Weave the carpet on the right hand side.
Crouch before you jump or miss the mark.
The bill was paid every third week.
Send the stuff in a thick paper bag.
Seed is needed to plant the spring corn.
A regular line break (not in a code span or HTML tag) that is not preceded by two or more spaces or a backslash is parsed as a softbreak. (A softbreak may be rendered in HTML either as a line ending or as a space. The result will be the same in browsers. In the examples here, a line ending will be used.)
# 6.13 Soft line breaks
md_softline(sentences)
#> Weave the carpet on the right hand side.
#> Crouch before you jump or miss the mark.
#> The bill was paid every third week.
#> Send the stuff in a thick paper bag.
#> Seed is needed to plant the spring corn.
Weave the carpet on the right hand side. Crouch before you jump or miss the mark. The bill was paid every third week. Send the stuff in a thick paper bag. Seed is needed to plant the spring corn.
You can see how both hard line and soft line breaks are different
from the paragraphs as created using md_paragraph()
md_paragraph(sentences)
#> Weave the carpet on the right hand side.
#>
#> Crouch before you jump or miss the mark.
#>
#> The bill was paid every third week.
#>
#> Send the stuff in a thick paper bag.
#>
#> Seed is needed to plant the spring corn.
Weave the carpet on the right hand side.
Crouch before you jump or miss the mark.
The bill was paid every third week.
Send the stuff in a thick paper bag.
Seed is needed to plant the spring corn.
Any characters not given an interpretation by the above rules will be parsed as plain textual content.
The md_text()
function is a catch-all wrapper around
glue::as_glue()
with simply converts any character string
into a glue
object, which when used in an
.Rmd.
document alongside the results='asis'
allows users to simply print text to the body of the document.
# 6.14 Textual content
md_text(sentences)
#> Weave the carpet on the right hand side.
#> Crouch before you jump or miss the mark.
#> The bill was paid every third week.
#> Send the stuff in a thick paper bag.
#> Seed is needed to plant the spring corn.
Weave the carpet on the right hand side. Crouch before you jump or miss the mark. The bill was paid every third week. Send the stuff in a thick paper bag. Seed is needed to plant the spring corn.
Compare this to the regular handling of character strings.
print(sentences)
#> [1] "Weave the carpet on the right hand side."
#> [2] "Crouch before you jump or miss the mark."
#> [3] "The bill was paid every third week."
#> [4] "Send the stuff in a thick paper bag."
#> [5] "Seed is needed to plant the spring corn."
[1] “Weave the carpet on the right hand side.” [2] “Crouch before you
jump or miss the mark.” [3] “The bill was paid every third week.”
[4] “Send the stuff in a thick paper bag.”
[5] “Seed is needed to plant the spring corn.”
The md_text()
function creates strings with the
glue
S3 class.
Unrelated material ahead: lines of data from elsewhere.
PR #2316, opened 2021-03-11
Add terminal shortcut for mac os

### LINKED ISSUE #2214: cmd + k does not clear the terminal
**Describe the bug**
When I press cmd + k in the terminal window, nothing happens. The default behaviour on Mac to clear a terminal is `cmd + k`. This works in the default terminal, in iTerm etc...

**To Reproduce**
1. Open the terminal
2. kubectl get all -A
3. cmd + k
4. See it do nothing...

**Expected behavior**
I expect the terminal to be cleared.

- Lens Version: 4.1.2
- OS: [e.g. OSX] OSX 10.15.7 (19H524)
- Installation method (e.g. snap or AppImage in Linux): brew install lens

vshakirova:
Wdyt guys? Do we need smth similar for linux? ctrl+k for example 

Fixes: https://github.com/lensapp/lens/issues/2214

### DIFF
--- a/src/renderer/components/dock/terminal.ts
+++ b/src/renderer/components/dock/terminal.ts
@@ -6,6 +6,7 @@ import { dockStore, TabId } from "./dock.store";
 import { TerminalApi } from "../../api/terminal-api";
 import { themeStore } from "../../theme.store";
 import { autobind } from "../../utils";
+import { isMac } from "../../../common/vars";
 
 export class Terminal {
   static spawningPool: HTMLElement;
@@ -182,7 +183,7 @@ export class Terminal {
   };
 
   keyHandler = (evt: KeyboardEvent): boolean => {
-    const { code, ctrlKey, type } = evt;
+    const { code, ctrlKey, type, metaKey } = evt;
 
     // Handle custom hotkey bindings
     if (ctrlKey) {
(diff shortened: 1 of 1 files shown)


src/renderer/components/dock/terminal.ts
```diff
@@ -199,6 +200,15 @@ export class Terminal {
       }
     }
 
+    //Ctrl+K: clear the entire buffer, making the prompt line the new first line on mac os
+    if (isMac && metaKey) {
```
ixrock, line 204: Noticed that `Ctrl+L` clears output on Mac. Do we need one more hotkey?

vshakirova: Yes, it works. But according to the comment, it would be nice to have the ability to "clear the scrollback buffer as well as the screen".
https://github.com/lensapp/lens/issues/2214#issuecomment-787975216

aleksfront: @ixrock See https://github.com/lensapp/lens/issues/2214#issuecomment-787969824

aleksfront (approved):
LGTM

aleksfront:
@Nokel81 Can we include this into 4.2?

ixrock (approved):

Nokel81:
Yes this can be added to 4.2.0. 

However, I would like to note that from a precedent perspective I don't think we should try and special case more keyboard shortcuts. A general passthrough mechanism would be better for the future.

This class works in the same way as the
cat()
functions.
cat(sentences)
#> Weave the carpet on the right hand side. Crouch before you jump or miss the mark. The bill was paid every third week. Send the stuff in a thick paper bag. Seed is needed to plant the spring corn.
Weave the carpet on the right hand side. Crouch before you jump or miss the mark. The bill was paid every third week. Send the stuff in a thick paper bag. Seed is needed to plant the spring corn.